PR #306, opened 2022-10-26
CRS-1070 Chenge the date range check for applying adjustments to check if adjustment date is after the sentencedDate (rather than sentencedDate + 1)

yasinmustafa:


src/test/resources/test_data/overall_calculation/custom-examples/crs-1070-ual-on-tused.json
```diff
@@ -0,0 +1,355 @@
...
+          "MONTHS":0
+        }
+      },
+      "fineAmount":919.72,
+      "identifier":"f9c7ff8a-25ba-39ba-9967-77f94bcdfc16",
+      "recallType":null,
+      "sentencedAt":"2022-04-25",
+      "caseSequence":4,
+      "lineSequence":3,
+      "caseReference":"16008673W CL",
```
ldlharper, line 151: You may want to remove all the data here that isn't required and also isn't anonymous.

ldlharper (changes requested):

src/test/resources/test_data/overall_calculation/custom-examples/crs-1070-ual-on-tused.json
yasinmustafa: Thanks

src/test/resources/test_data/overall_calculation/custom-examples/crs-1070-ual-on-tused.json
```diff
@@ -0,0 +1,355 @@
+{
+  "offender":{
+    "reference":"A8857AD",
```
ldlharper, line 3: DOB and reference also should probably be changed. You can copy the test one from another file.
...
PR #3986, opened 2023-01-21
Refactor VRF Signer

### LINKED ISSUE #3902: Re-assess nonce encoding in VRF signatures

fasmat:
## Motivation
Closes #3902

- **Required action**
Beginning with the line holding "PR #306, opened 2022-10-26" and ending with the line holding "ldlharper, line 3: DOB", write out the stretch of material above exactly; add no further lines.

- **Solution**
PR #306, opened 2022-10-26
CRS-1070 Chenge the date range check for applying adjustments to check if adjustment date is after the sentencedDate (rather than sentencedDate + 1)

yasinmustafa:


src/test/resources/test_data/overall_calculation/custom-examples/crs-1070-ual-on-tused.json
```diff
@@ -0,0 +1,355 @@
...
+          "MONTHS":0
+        }
+      },
+      "fineAmount":919.72,
+      "identifier":"f9c7ff8a-25ba-39ba-9967-77f94bcdfc16",
+      "recallType":null,
+      "sentencedAt":"2022-04-25",
+      "caseSequence":4,
+      "lineSequence":3,
+      "caseReference":"16008673W CL",
```
ldlharper, line 151: You may want to remove all the data here that isn't required and also isn't anonymous.

ldlharper (changes requested):

src/test/resources/test_data/overall_calculation/custom-examples/crs-1070-ual-on-tused.json
yasinmustafa: Thanks

src/test/resources/test_data/overall_calculation/custom-examples/crs-1070-ual-on-tused.json
```diff
@@ -0,0 +1,355 @@
+{
+  "offender":{
+    "reference":"A8857AD",
```
ldlharper, line 3: DOB and reference also should probably be changed. You can copy the test one from another file.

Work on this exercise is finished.